*ASSIGNMENT*
Take each line in the entries below that holds "uppercase" and show it.

Saved entries:
PR #1759, opened 2023-06-26
chore(glossary): change time series data to time-series data

amyshwang:
Search and replace in the time-series database glossary entry page.


argshook (dismissed):

amyshwang:
This is a very simple fix so if we're not merging it now, I think we could close it and open a new one when needed.

PR #1781, opened 2023-07-05
feat(glossary): object storage

amyshwang:


src/pages/glossary/object-storage.md
```diff
@@ -0,0 +1,69 @@
...
+be stored at top-level or nested under other folders. To retrieve a specific
+file, the path to that file must be known. Multiple devices (e.g., VMs, servers)
+can access file storage concurrently. Compared to object storage systems, file
+storage systems are less scalable, but can be a good option if a hierarchical
+structure is already in place or if support for POSIX operations (e.g., updates,
+random reads) or standard file systems are required.
+
+### Block storage
+
+Block storage systems break files into discrete chunks called blocks and store
```
javier, line 43: I think we should add a sentence before the first one. Something like "From a user's perspective, a block storage system looks and behaves like a locally mounted disk drive. However, behind the scenes, block storage systems break files (...) "

src/pages/glossary/object-storage.md
```diff
@@ -0,0 +1,69 @@
...
+them separately. Each chunk of data is assigned a unique identifier, which is
+used to retrieve and assemble into the full file when needed. Block storage is
+best suited for transactional workloads or use cases that require consistent
+performance or lowest latency as block storage is treated as a local disk . In
+general, block storage is often cheaper than file storage systems, but has lower
+availability as only a single device can attach to it. There are some cloud
+offerings that allow multiple devices to attach, but they are limited for
```
javier, line 50: not sure if we should say "they are limited TO" rather than "they are limited FOR"

javier (commented):
Added a couple of small remarks that I skipped when originally reviewing on slab. Sorry!

src/pages/glossary/object-storage.md
amyshwang: Changed to 'to'.

src/pages/glossary/object-storage.md
```diff
@@ -0,0 +1,70 @@
...
+file, the path to that file must be known. Multiple devices (e.g., VMs, servers)
+can access file storage concurrently. Compared to object storage systems, file
+storage systems are less scalable, but can be a good option if a hierarchical
+structure is already in place or if support for POSIX operations (e.g., updates,
+random reads) or standard file systems are required.
+
+### Block storage
+
+From a user's perspective, block storage systems look and behave like a locally
+mounted disk drive. However, behind the scene, block storage systems break files
```
javier, line 44: scenes plural?

javier (approved):

src/pages/glossary/object-storage.md
amyshwang:
```suggestion
mounted disk drive. However, behind the scenes, block storage systems break files
```

javier (approved):

PR #1791, opened 2023-07-10
chore(): display `IoT` tag instead of `IOT`

argshook:
We want `IoT` tag on https://questdb.io/blog to be displayed as `IoT` and not `IOT`. The changes in this PR achieves this.

image

Commit log:

* remove `isTruncated` components
    we do not display truncated blog posts anymore. Thus, this code is not
    needed
* remove default `text-transform: uppercase` from `Chip` component
* manually uppercase tags
    except for `IoT`


amyshwang (approved):
Checked the output and it looks good.

PR #1792, opened 2023-07-10
chore(blog): adding pandas to the blog landing page as a tag

amyshwang:


src/theme/BlogListPage/index.tsx
```diff
@@ -56,6 +56,7 @@ const prioritizedTags: ChipProps["items"] = [
   "engineering",
   "prometheus",
   { label: "k8s", tag: "kubernetes" },
+  "pandas",
```
amyshwang, line 59: Following the fix in https://github.com/questdb/questdb.io/pull/1791,
Maybe this should be:
```suggestion
  "PANDAS",
```

tris0laris (approved):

*ANSWER SECTION*
* remove default `text-transform: uppercase` from `Chip` component
* manually uppercase tags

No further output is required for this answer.